*The task:*
For the entries below, the result should be an exact transcription of the lines from the one with "This PR ensures" up to and including the one with "yes, was about", and only those.

═══ Entries provided ═══

PR #4856, opened 2026-03-13
Fix occasional crash on send manager startup

kunkku:
This PR ensures the video stream send manager's group lock has a positive reference count before the thread starts. Otherwise, an assertion may fail in `pj_grp_lock_acquire`, which is about the first thing called by the new thread.


nanangizz (approved):

sauwming (approved):
Minor, unrelated to the issue: the code seems to give the impression that attach can be called multiple times, which doesn't seem to be the case

nanangizz:
https://github.com/pjsip/pjproject/blob/7a9a81f5bfa43957b7ca6c25eff47c4287034c7c/pjmedia/src/pjmedia/vid_stream.c#L202

yes, was about to make send manager shareable among multiple vid streams, but then deferred it (can't remember why, seeing some issue perhaps).

PR #4862, opened 2026-03-17
Improve DNS packet parser robustness

nanangizz:
## Summary
- Add upper-bound validation (`PJ_DNS_MAX_SECTION_COUNT`, default 256) on DNS header section counts (`qdcount`/`anscount`/`nscount`/`arcount`) to avoid excessive pool allocation from malformed responses. The constant is configurable in `pjlib-util/include/pjlib-util/config.h`.
- Add explicit bounds check (`p < max`) in `get_name_len()` and `get_name()` while-loop conditions, making the existing safety guarantee more robust against future code changes.
- Reduce compression pointer recursion limit from 10 to 5, which is still well above the 2–3 levels seen in practice per RFC 1035.

## Test plan
- [ ] `make -j3` — builds with zero errors and zero warnings
- [ ] `make pjlib-util-test` — existing DNS parsing tests pass
- [ ] Verify crafted packet with `qdcount=65535` is rejected with `PJLIB_UTIL_EDNSINSIZE`
- [ ] Verify valid DNS responses with moderate section counts (< 256) still parse correctly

═══

*The completed task:*
This PR ensures the video stream send manager's group lock has a positive reference count before the thread starts. Otherwise, an assertion may fail in `pj_grp_lock_acquire`, which is about the first thing called by the new thread.


nanangizz (approved):

sauwming (approved):
Minor, unrelated to the issue: the code seems to give the impression that attach can be called multiple times, which doesn't seem to be the case

nanangizz:
https://github.com/pjsip/pjproject/blob/7a9a81f5bfa43957b7ca6c25eff47c4287034c7c/pjmedia/src/pjmedia/vid_stream.c#L202

yes, was about to make send manager shareable among multiple vid streams, but then deferred it (can't remember why, seeing some issue perhaps).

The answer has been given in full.